# SuperDave - Just bought a 2014 F1 frame (woo-hoo!) - question before I break it!



## BobbyDazzler (Jul 6, 2015)

SD,

Just this morning I took delivery of this frame and I'm looking forward to building her up!

I'm hoping this is an easy question to answer - I'm going to use SRAM Force as the groupset, so I've taken out the di2 mousetails and have installed some of the cable guides BUT I'm stuck on the BB cable guide - it has the plastic router and then a screw and a metal, thick washer that seems a perfect fit for the hole at the BB, but I'm not sure how to install it properly. Also, there is a piece of tubing that I'm not sure whether it's to go into the very small hole under the BB and come out the hole where the di2 cable came out for the FD. There's a grommet for that too [I assume], but do I need to route it that way if I'm using the external cable guide?

I've checked the 'previous sites' of Felt but can't find any manuals to help. Can you?

Many thanks in advance,


----------



## Superdave3T (May 11, 2009)

BobbyDazzler said:


> SD,
> 
> Just this morning I took delivery of this frame and I'm looking forward to building her up!
> 
> ...


The plastic BB guide snaps into the frame directing the front derailleur wire into and through the BB and out the back of the seat tube.
There must be a plastic guide tube run over the inner wire, the BB guide and into and out of the frame.
The metal washer is actually a tapered round nut. The smaller diameter of the taper goes into the plastic BB cable guide.
The bolt draws the tapered nut into the guide expanding the plastic flanges anchoring the piece into the frame.
The bolt and metal nut are a wedge, similar to a quill stem.

Clear?

-Dave


----------



## BobbyDazzler (Jul 6, 2015)

Hi Dave,

Super clear, and now installed, thanks! Do I need a crown race for the forks? One didn't come with the FSA No. 42 headset, but I'm not sure I need it [fingers crossed I don't ].

Many thanks again


----------



## Superdave3T (May 11, 2009)

BobbyDazzler said:


> Hi Dave,
> 
> Super clear, and now installed, thanks!
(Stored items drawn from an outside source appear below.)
PR #1137, opened 2026-05-05
Fix LoopNode does not reload dynamic vector input on second execution

Rayman:
I've implemented the suggestion from https://github.com/BehaviorTree/BehaviorTree.CPP/issues/1124.

This seems to have fixed the issue I had with LoopNode not reloading the input vector on second execution. I've also added a unittest to prevent this issue in the future.


Rayman:
@facontidavide can you take a look at this PR?

PR #1148, opened 2026-06-03
Jazzy release 3.8.8

marcoag:
@facontidavide let's make a release of the `Jazzy` fix so we can remove the current [regression](https://repo.ros2.org/status_page/ros_jazzy_default.html?q=REGRESSION).


marcoag:
@facontidavide forgot to mention we still need a **tag** `3.8.8` a the top of the [v3.8 branch](https://github.com/BehaviorTree/BehaviorTree.CPP/tree/v3.8), please help with that. Once we have that I can take care and release it.

PR #1152, opened 2026-06-14
Use GNUInstallDirs with CACHE variables for install destinations (fixes #1120)

### LINKED ISSUE #1120: Allow overriding installation directories to support multiarch packaging (Debian/Ubuntu) and standalone usage
Hi there, thanks for this amazing library!

I am currently working on packaging `BehaviorTree.CPP` natively for Debian/Ubuntu systems using standard Debian packaging tools (`dpkg-buildpackage`). 

I understand that the installation paths in `CMakeLists.txt` might be hardcoded to ensure it builds seamlessly and consistently within the ROS/ROS2 ecosystem (e.g., ament/catkin). However, for users and system maintainers who want to use or package `BehaviorTree.CPP` as a standalone, general-purpose C++ library, this strict hardcoding causes some limitations.

### Description

In Debian-based systems, libraries should be installed into multiarch directories like `/usr/lib/x86_64-linux-gnu` instead of `/usr/lib/`. 
When configuring with CMake, I pass the argument `-DBTCPP_LIB_DESTINATION=lib/x86_64-linux-gnu`, but it gets overwritten during the build process because the paths are defined using normal `set()` commands without the `CACHE` option.

In `CMakeLists.txt`:
```cmake
set(BTCPP_LIB_DESTINATION     lib)
set(BTCPP_INCLUDE_DESTINATION include)
set(BTCPP_BIN_DESTINATION     bin)
```
### Expected behavior

It would be incredibly helpful if these destination paths could be overridden via CMake command-line arguments (e.g., -DBTCPP_LIB_DESTINATION=...) for non-ROS environments.

### Suggested Solution

The most standard CMake approach would be to use the GNUInstallDirs module, which automatically handles platform-specific installation paths.

Alternatively, simply making them CACHE variables would solve the issue without breaking any existing ROS workflows:

wooksong:
Fixes #1120

## Problem

The install destination variables use plain `set()`, which prevents overriding them from the CMake command line. This blocks Debian/Ubuntu packagers from installing to multiarch directories (e.g. `lib/x86_64-linux-gnu`).

## Solution

`include(GNUInstallDirs)` with `set(... CACHE STRING ...)` defaults.
 
Two override mechanisms:

 - `-DBTCPP_LIB_DESTINATION=lib/x86_64-linux-gnu` (project-specific)
 - `-DCMAKE_INSTALL_LIBDIR=lib/x86_64-linux-gnu` (system-wide, standard)

## API / ABI / Backward compatibility

 No API or ABI changes: this is a build system change only.

 - **ROS2/ament builds**: unaffected. `ament_build.cmake` only calls `mark_as_advanced()` on these variables; ament handles installation separately.
 - **Standard Linux**: `CMAKE_INSTALL_LIBDIR` resolves to `lib`: no change from current behavior.
 - **Existing `-DBTCPP_LIB_DESTINATION=...` usage**: still works, CACHE variable takes precedence.

## Pre-commit / clang-tidy

Not applicable: this PR changes only `CMakeLists.txt`. The `clang-format` and `clang-tidy` hooks target `.cpp/.hpp/.h` files only.

## Verified

| Check | Result |
|-------|--------|
| Configure (default) | `BTCPP_LIB_DESTINATION: lib` |
| Build | 100% (45 TUs, no warnings) |
| Install (default) | `lib/libbehaviortree_cpp.so` |
| Override | `-DBTCPP_LIB_DESTINATION=custom/lib` -> `custom/lib/libbehaviortree_cpp.so` |

### DIFF
--- a/CMakeLists.txt
+++ b/CMakeLists.txt
@@ -28,9 +28,11 @@ option(USE_VENDORED_FLATBUFFERS "Use the bundled version of flatbuffers" ON)
 option(USE_VENDORED_MINICORO "Use the bundled version of minicoro" ON)
 option(USE_VENDORED_MINITRACE "Use the bundled version of minitrace" ON)
 
-set(BTCPP_LIB_DESTINATION     lib)
-set(BTCPP_INCLUDE_DESTINATION include)
-set(BTCPP_BIN_DESTINATION     bin)
+include(GNUInstallDirs)
+
+set(BTCPP_LIB_DESTINATION     "${CMAKE_INSTALL_LIBDIR}"     CACHE STRING "Library installation directory")
+set(BTCPP_INCLUDE_DESTINATION "${CMAKE_INSTALL_INCLUDEDIR}" CACHE STRING "Header installation directory")
+set(BTCPP_BIN_DESTINATION     "${CMAKE_INSTALL_BINDIR}"     CACHE STRING "Binary installation directory")
 
 set(BASE_FLAGS "")
 


SteveMacenski:
@facontidavide this breaks the ROS build farm binaries resulting in this conversation https://github.com/ament/ament_cmake/issues/630. 

[I noted here](https://github.com/ros-navigation/navigation2/issues/6123#issuecomment-5028537777) my workaround to temporarily use the binaries to get going 

I would recommend reverting since we cannot set those flags in the ros build farm & this blocks the release of packages that depend on BT.CPP, including Nav2.

facontidavide:
@SteveMacenski if my expensive slop generator isn't wrong, PR #1176  should fix the issue.

I will release 4.10.0

PR #1163, opened 2026-07-13
Fix package share path API for newer ament_index_cpp

mini-1235:
This updates the XML include handling to use the newer package share path API when available, while preserving the older fallback for older ament_index_cpp versions.

Related: https://github.com/ament/ament_index/pull/120

### DIFF
--- a/src/xml_parsing.cpp
+++ b/src/xml_parsing.cpp
@@ -50,7 +50,12 @@
 #include <map>
 
 #ifdef USING_ROS2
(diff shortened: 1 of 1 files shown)


mini-1235:
Without this PR, I am unable to compile BTCPP on ros:rolling

mini-1235:
@facontidavide I would appreciate if you could review and merge this PR so that we could avoid using my fork version in Nav2

mini-1235:
Thank you!

PR #1172, opened 2026-07-17
fix use-after-free from dangling StringView in Blackboard::getKeys

aysha-afrah26:
getKeys() hands back a std::vector<StringView> whose elements point into the std::string keys of the internal storage_ map. The shared lock added by the earlier BUG-6 fix is only held for the duration of getKeys() itself, so the returned views outlive it. ExportBlackboardToJSON walks those views after the lock is gone, and that path runs on the Groot2 publisher server thread in response to a BLACKBOARD request coming off the network. If the tree ticks an UnsetBlackboard node (or anything calling Blackboard::unset) in that window, unordered_map::erase destroys the key string and the StringView the exporter still holds now points at freed memory; constructing a std::string from it is a heap-use-after-free. I hit it while stress-testing concurrent key reads against unset, and ASan pins the read to the std::string copy in ExportBlackboardToJSON with the free coming from unset. The test file already had a note that getKeys() could dangle on erase, so this finishes that fix by returning owning std::string copies made under the lock instead of views into storage. Worth calling out that the return type changes from vector<StringView> to vector<std::string>, a small API change; all in-tree callers already copied into std::string anyway. The added regression test reads keys while another thread erases and reports the use-after-free under ASan before the change, clean after.

### DIFF
--- a/include/behaviortree_cpp/blackboard.h
+++ b/include/behaviortree_cpp/blackboard.h
@@ -123,7 +123,7 @@ public:
 
   void debugMessage() const;
 
-  [[nodiscard]] std::vector<StringView> getKeys() const;
+  [[nodiscard]] std::vector<std::string> getKeys() const;
 
   [[deprecated("This command is unsafe. Consider using Backup/Restore instead")]] void
   clear();
--- a/src/blackboard.cpp
+++ b/src/blackboard.cpp
@@ -137,16 +137,14 @@ void Blackboard::debugMessage() const
   }
 }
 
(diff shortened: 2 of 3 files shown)


aysha-afrah26:
any update?

facontidavide:
you are changing the API.

everything that use a string_view should make no assumption about the lifetime of the view.

So, even if your change is technically correct, I can not merge it.
The recommendation for the user is to assume that the output of getkeys is not persistent.

PR #1174, opened 2026-07-19
fix unbounded recursion in the script expression parser

aysha-afrah26:
The scripting engine compiles precondition, postcondition, and `<Script>` attributes into an AST with a hand-written recursive-descent Pratt parser, where every open parenthesis, unary prefix (`-`, `!`, `~`), and right-hand operand adds one `parseExpr` frame. Nothing bounds that recursion, so a script value that is a long run of `(` or `!` recurses once per character until the native stack is exhausted and the process dies with a SIGSEGV. Those strings come straight from XML attributes and are compiled at tree build and validate time, before any node ticks, so a single crafted tree crashes the executor while it is still loading (a ~30 KB nested script is enough on a default 8 MB stack, and less on Windows). I noticed it because the XML parser already guards against this exact shape with `kMaxNestingDepth` in `VerifyXML` and `recursivelyCreateSubtree`, while the script parser those paths feed had no equivalent limit. The fix caps the nesting depth inside `parseExpr` and throws a regular parse error once the limit is passed, matching the XML cap. Ordinary scripts are unaffected: long flat expressions and chained comparisons are parsed iteratively, so only genuinely deep nesting trips the limit, and the added test covers both the rejection and that normal scripts still parse.

### DIFF
--- a/src/script_parser.cpp
+++ b/src/script_parser.cpp
@@ -46,6 +46,14 @@ public:
 private:
   std::vector<Token> tokens_;
   size_t current_ = 0;
+  int depth_ = 0;
+
+  // Upper bound on the nesting of the recursive-descent grammar. Each open
+  // paren / unary prefix / right-hand operand adds one parseExpr frame, so a
+  // crafted expression like "((((...0...))))" would otherwise recurse until the
+  // native stack is exhausted. This mirrors the kMaxNestingDepth cap the XML
+  // parser already applies in VerifyXML and recursivelyCreateSubtree.
+  static constexpr int kMaxNestingDepth = 256;
 
   // Binding power constants.  Higher value = tighter binding.
   static constexpr int kAssignmentBP = 2;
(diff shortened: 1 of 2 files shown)


aysha-afrah26:
any thoughts?

fallenmi (approved):
This review was prepared with OpenAI Codex assistance under the account owner's authorization.

Codex independently verified exact head `5028cd8e152a95c6bd80c754b03617fab46e46c1` and its clean merge with current `master`. The depth check covers every recursive `parseExpr()` entry, successful parses restore the counter, and the public parsing APIs already convert the resulting `RuntimeError` into a normal validation error.

With a 1 MiB stack, an independent oracle reproduced the bug on the recorded base: depth 256 was still accepted and a 20,000-parenthesis expression exited with `SIGSEGV` (139). At both the exact head and current merge, depth 255 remains valid, depth 256 is rejected, a 1,000-term flat expression remains valid, and the 20,000-depth case returns a normal validation failure. The focused regression passed on head and merge, the current-merge parser slice passed 20/20 tests, `git diff --check` is clean, and all published CI statuses are green, including sanitizers, Windows Debug/Release, formatting, and clang-tidy.

No blocking findings.

PR #486, opened 2014-08-07
Implements delivered_msgs datafield to TopicStatistics.msg

mrdanbrooks:
Populates the proposed delivered_msgs field in rosgraph_msgs/TopicStatistics.


dirk-thomas:
This depends on ros/ros_comm_msgs#2 being merged and released.

Since this patch requires a newer version of the message please add an explicit version dependency for the upcoming patch release of the message package.

PR #491, opened 2014-08-19
add specific exception for time jumping backwards

### LINKED ISSUE #485: rospy.sleep(): request for specific exception if time moved backwards
I kindly request for the TODO of rospy.sleep() in [rospy.timer.py](https://github.com/ros/ros_comm/blob/hydro-devel/clients/rospy/src/rospy/timer.py) to be implemented and use a specific exception if ros time moved backwards.
I had trouble to find the cause of a python node shutting down, when using 'rosbag play -l --clock bagfile'. When the implementation follows the ros tutorials on python the ROSInterruptException is always catched:

``` python
if __name__ == '__main__':
    try:
        talker()
    except rospy.ROSInterruptException: pass
```

And there is no error message telling you, that time moved backwards.

jowave:
reason: ROS shutdown and time jumps should be distinguishable.
ROSTimeMovedBackwardsException inherits from ROSInterruptException
to preserve the API.
fixes #485

### DIFF
--- a/clients/rospy/src/rospy/timer.py
+++ b/clients/rospy/src/rospy/timer.py
@@ -44,6 +44,12 @@ import rospy.rostime
 # author: tfield (Timers)
 # author: kwc (Rate, sleep)
 
+class ROSTimeMovedBackwardsException(rospy.exceptions.ROSInterruptException): 
+    """
+    Exception if time moved backwards
+    """
+    pass
+
 class Rate(object):
     """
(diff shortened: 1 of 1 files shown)


dirk-thomas:
Please recreate your pull request against _indigo-devel_. No patches will be merge into Hydro until:
- they have been tested, merged and released into Indigo
- are necessary bug fixes
- except if they are specific to Hydro and don't apply to Indigo

PR #492, opened 2014-08-19
add specific exception for time jumping backwards

### LINKED ISSUE #485: rospy.sleep(): request for specific exception if time moved backwards

jowave:
reason: ROS shutdown and time jumps should be distinguishable.
ROSTimeMovedBackwardsException inherits from ROSInterruptException
to preserve the API.
fixes #485

### DIFF
--- a/clients/rospy/src/rospy/timer.py
+++ b/clients/rospy/src/rospy/timer.py
@@ -65,8 +65,10 @@ class Rate(object):
         account the time elapsed since the last successful
         sleep().
         
-        @raise ROSInterruptException: if ROS time is set backwards or if
-        ROS shutdown occurs before sleep completes
+        @raise ROSInterruptException: if ROS shutdown occurs before
+        sleep completes
+        @raise ROSTimeMovedBackwardsException: if ROS time is set
+        backwards
         """
         curr_time = rospy.rostime.get_rostime()
         # detect time jumping backwards
@@ -83,7 +85,6 @@ class Rate(object):
         if curr_time - self.last_time > self.sleep_dur * 2:
             self.last_time = curr_time
 
-# TODO: may want more specific exceptions for sleep
 def sleep(duration):
     """
     sleep for the specified duration in ROS time. If duration
@@ -91,8 +92,10 @@ def sleep(duration):
     
     @param duration: seconds (or rospy.Duration) to sleep
     @type  duration: float or Duration
-    @raise ROSInterruptException: if ROS time is set backwards or if
-    ROS shutdown occurs before sleep completes
+    @raise ROSInterruptException: if ROS shutdown occurs before sleep
+    completes
+    @raise ROSTimeMovedBackwardsException: if ROS time is set
+    backwards
     """
     if rospy.rostime.is_wallclock():
         if isinstance(duration, genpy.Duration):
@@ -128,7 +131,9 @@ def sleep(duration):
                 rostime_cond.wait(0.5)
 
         if rospy.rostime.get_rostime() < initial_rostime:
-            raise rospy.exceptions.ROSInterruptException("ROS time moved backwards")
+            time_jump = (initial_rostime - rospy.rostime.get_rostime()).to_sec()
+            rospy.core.logerr("ROS time moved backwards: %ss", time_jump)
+            raise rospy.exceptions.ROSTimeMovedBackwardsException(time_jump)
         if rospy.core.is_shutdown():
             raise rospy.exceptions.ROSInterruptException("ROS shutdown request")
 
--- a/test/test_rospy/test/unit/test_rospy_exceptions.py
+++ b/test/test_rospy/test/unit/test_rospy_exceptions.py
@@ -62,3 +62,16 @@ class TestRospyExceptions(unittest.TestCase):
             raise ROSInterruptException("test")
         except KeyboardInterrupt:
             pass
+
+    def test_ROSTimeMovedBackwardsException(self):
+        from rospy.exceptions import ROSTimeMovedBackwardsException, ROSInterruptException
+        try:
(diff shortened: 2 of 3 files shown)


jowave:
Recreated the pull request against indigo-devel.
Sorry for the inconvenience.

dirk-thomas:
@ros-pull-request-builder

dirk-thomas:
Can you please move the exception class to `clients/rospy/src/rospy/exceptions.py` where most other exceptions are defined.

Beside this minor detail the patch lgtm.

jowave:
I moved the exception and updated the pull request.

dirk-thomas:
@ros-pull-request-builder

dirk-thomas:
Please update your patch to pass all unit tests. It currently breaks 145 tests.

dirk-thomas:
Please update your patch to pass all unit tests. It currently breaks 145 tests.

jowave:
I have updated the patch. Apparently it passed the tests now.

wjwwood:
+1

clients/rospy/src/rospy/timer.py
```diff
@@ -128,7 +131,8 @@ def sleep(duration):
                 rostime_cond.wait(0.5)
 
         if rospy.rostime.get_rostime() < initial_rostime:
-            raise rospy.exceptions.ROSInterruptException("ROS time moved backwards")
+            rospy.core.logerr("ROS time moved backwards")
```
dirk-thomas: Can you please include the time offset in the error message so that the user has a better idea how much the time jumped.

jowave:
I added the time offset in the error message and a small test for the exception.

tlind:
I am worried that commit d934e53 might break existing code which is trying to catch the exception. Since there was previously no specific exception for this case, the only way of specifically catching the time-moved-backwards issue was to check the exception message, e.g.:

```
try:
    r.sleep()
except rospy.exceptions.ROSInterruptException as e:
    if e.message == "ROS time moved backwards":
        rospy.logwarn("Time has moved backwards (probably ROS clock has been reset)!")
```

However, it seems that supplying the time offset as an additional argument to the exception constructor will break that message:

```
>>> print rospy.exceptions.ROSInterruptException("ROS time moved backwards").message
ROS time moved backwards
>>> print rospy.exceptions.ROSInterruptException("ROS time moved backwards", -10.0).message
[empty string]
```

Might it be a better idea to only rospy.logerr() the time offset, and leave the exception message as-is? Or add an additional field to the exception class which contains the time offset?

EDIT: I just read that Exception.message seems to be deprecated since 2.6, though I've been using it a few times and never saw a warning anywhere. Not sure how much other code depends on it. The correct way seems to be to use e.args[0], which returns the same result in both cases.

dirk-thomas:
@tlind That is a good point.

@jowave Can you please update the new exception class to store the time offset in a member variable and keep the message of the exception as-is.

jowave:
I modified the code to work with Exception.message and added a test to check for the right message.

test/test_rospy/test/unit/test_rospy_exceptions.py
```diff
@@ -62,3 +62,17 @@ def test_ROSInterruptException(self):
...
             pass
+
+    def test_ROSTimeMovedBackwardsException(self):
+        from rospy.exceptions import ROSTimeMovedBackwardsException, ROSInterruptException
+        try:
+            raise ROSTimeMovedBackwardsException(1.0)
+        except ROSInterruptException as e:
+            # ensure the message is not changed, because old code may check it
+            self.assertEqual("ROS time moved backwards", e.message)
+            pass
```
dirk-thomas: This line should be obsolete.

dirk-thomas:
Please squash your commits after removing the unnecessary `pass` line.

dirk-thomas:
Thank you for you efforts on this. Merging...

jowave:
You're welcome. Thank you too.

Edit: Hmm, the ros-pull-request-builder is answering. Should i not have replied to a closed pull request?

dirk-thomas:
No worries. The Jenkins check is still experimental. We hopefully can improve that in the future.

clients/rospy/src/rospy/timer.py
```diff
@@ -128,7 +131,9 @@ def sleep(duration):
                 rostime_cond.wait(0.5)
 
         if rospy.rostime.get_rostime() < initial_rostime:
-            raise rospy.exceptions.ROSInterruptException("ROS time moved backwards")
+            time_jump = (initial_rostime - rospy.rostime.get_rostime()).to_sec()
+            rospy.core.logerr("ROS time moved backwards: %ss", time_jump)
```
peci1, line 135: Is it really needed to log the exception? I use ROS nodes together with Gazebo, where restarting the time is quite normal, and these messages start being annoying. The previous behavior also did not log the exception.

dirk-thomas: I agree with you that the log message is not strictly necessary. On the other hand this code has been integrated over two years ago and since then been released in three ROS distributions. Since no concerns were raised in the meantime I don't see the log message as a problem either.

Please feel free to create a pull request against the latest development branch (currently *lunar-devel*).

PR #498, opened 2014-09-17
Fix roslaunch compatibility with paramiko 1.10.0

mvollrath:
Older versions of paramiko return the IdentityFile as a string from the SSH config.

Newer versions return a list.


mvollrath:
Some reference material related to this issue:

https://bugs.launchpad.net/duplicity/+bug/1156746

https://github.com/paramiko/paramiko/blob/master/paramiko/client.py#L204

https://github.com/paramiko/paramiko/blob/master/paramiko/config.py#L80

dirk-thomas:
@ros-pull-request-builder

dirk-thomas:
Thanks!

Issue #495, opened 2014-09-10
rosmaster doesn't close sockets properly, hangs


lrasinen:
Steps to reproduce:

1) Start `roscore`
2) Launch rosout repeatedly: `while :; do rosrun rosout rosout; done`
3) Monitor CLOSE_WAIT sockets: `lsof | grep rosmaster | grep -c CLOSE_WAIT`

The number of sockets keeps steadily climbing until the open file limit is hit. rosmaster then becomes unresponsive (e.g. rostopic list or rosnode list both just hang) and starts consuming 100% CPU.

Versions:
Ubuntu 12.04.5 LTS
ros-hydro-desktop-full  1.0.2-0precise-20140807-2038-+0000

Background:
While starting rosout in a loop isn't the most sensible thing, it's just the minimal test case to reproduce this. Trying "rosnode list" or "rostopic list" doesn't leak sockets in the same way.

I've had a few instances of this happening and it probably hasn't been rosout (but due to other pressures I haven't had the time to figure out the flaky component)

dirk-thomas:
The master is not garbaging ServerProxy instances in the case when it notifies nodes to shut down. You likely restarted a non-anonymous node several times which leaked connections for every shut down node.

Fixed with #499.

PR #499, opened 2014-09-19
garbage ServerProxy after telling a node to shutdown

dirk-thomas:
Addresses #495.


wjwwood:
+1

tfoote:
+1 verified locally to fix the reproducible issue.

Do I need a crown race for the forks? One didn't come with the FSA No. 42 headset, but I'm not sure I need it [fingers crossed I don't ].
> 
> Many thanks again


We integrate the crown race into the fork itself. This way we don't need to build extra material in the area to hold the race. We don't need to "crease" the fibers in a 90 degree arrangement and lose strength and we can add internal volume which helps create a stronger fork with the use of internal molding techniques which have limited minimum sizes.

Do not use a cane creek bearing as the race angle used on their headsets is different. You must use 45/45 1.5" lower ACB only.
-SD


----------



## BobbyDazzler (Jul 6, 2015)

Thanks again Dave - I'm coming from a Ti frame with external headset, so I'm not used to all this new-fangled malarkey ;-).

I hope not to trouble you again, but as I progress through the build over the coming days I might have one or two more questions if that's OK? I just spotted some nice red anodized thingys that came in another bag with the frame that I'll try to figure out over the coming days....!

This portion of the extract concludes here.